OP: What have been some of the legal hurdles you’ve had to jump in the process of going commercial and where did you turn to navigate the particularities of Indiana liquor laws? Is a cysery classified as a winery, a brewery, or something else entirely?

JR: In Indiana, we are classified as a “small farm winery.” That means we can produce and sell our product on site. If we want to sell elsewhere in the state, we have to go through a distributor, as Indiana has a three-tier system. It’s a little frustrating, as our facility is minutes away from groceries and restaurants that specialize in local products. It’d be great to just drive over and sell to them directly (and make more money per case/bottle), but we have to go through the middleman. However, a good distributor can do a lot in terms of marketing, etc., so we are trying to see this as a silver lining situation.

Also of interest in Indiana is our Sunday blue law.  Basically, no one can sell alcohol for home consumption on Sundays (restaurants that serve food can sell on premises). However, wineries and breweries are exempt from the law which is a nice perk—especially in a college town where forgetful students might be happy to have another place to get a bottle of something on Sundays.

In terms of the federal regs, we operate as a winery. The main rules apply: We have to have our formulas and labels approved, we have to pay taxes, we have to have a bond on the winery. The main issue for mead makers lies in the outdated definitions for mead and its relatives. For us, this means that, while we can use the term “cyser” on our labels, we also have to include the phrase “honey wine”—and CANNOT say “mead.” It’s not a huge thing, but it’s a bit wonky. The American Mead Makers Association has had some success in lobbying for rules that better represent our work, but it’s a slow process.

OP: I hear you’re at a point where you’re finishing off a good portion of your build out and will be able to start production soon. What parts of the space are you most pleased with?

JR: We are getting there. The building is a cool one, in an area of Bloomington that’s experiencing a bit of growth and excitement. One of our partners owns it and runs a consulting firm there, as well, so we are converting part of it for our cysery. About half the basement will be our production area—it will be tight, but pretty cool, with a corrugated steel ceiling and brand-new walls. The first floor will feature a tasting room in a cozy space with a cool blend of old woodwork and modern lighting. The outdoor area is coming together with some landscaping that will lend itself to some (eventual) deck seating and opportunities for music and other events.

OP: What about plans to bottle and distribute? Any chance we will be able to find Oddball outside of Indiana in the future?

JR: It will probably be a while before we get out of Indiana. Our internal mantra is “no worries, no hurries.” All three of us still have day jobs, for starters. We also just want to keep pace with our own learning curve. It’s kind of like starting a new degree program, and we are nearing the end of our bachelor’s.
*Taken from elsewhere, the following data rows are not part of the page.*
PR #2666, opened 2021-06-11
[FAB-18484] Return transaction forwarding result back to the client synchronously

yacovm:
This commit makes a Raft follower wait for the transaction forwarded to the leader to be sent into
the gRPC stream, and returns the result (success or failure) back to the client accordingly.

Before this commmit, the behavior was that it returns success after enqueueing it into the message queue,
which might have resulted in the transaction being dropped but a success being returned to the client.

Change-Id: I0cd45540be4988845663eb0c68f76fed2ff25b94

### DIFF
--- a/orderer/common/cluster/comm.go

There’s plenty more to master, for sure. Besides, cyser, like all meads, takes at least eight months to age, so we’re going to take a little time to get our stocks up.

In any event, the plan is to open our doors in the first months of 2016. We’ll balance our sales between the tasting room and Bloomington retail outlets at first, and see where it goes.

OP: If you could have anyone in the world be the brand ambassador for Oddball who would you choose and why?

JR: I don’t know, really. The recent Carol Danvers/Captain Marvel is pretty much a badass, and would probably like a cold glass of cyser after she gets done zapping the bad guys. But that’s pretty geeked out, isn’t it? And she’s not real.

The Oddball Fermentables team broke ground on their Bloomington, Indiana production space and tasting room in Summer 2015

 Oddball Fermentables is very much being built from the ground up.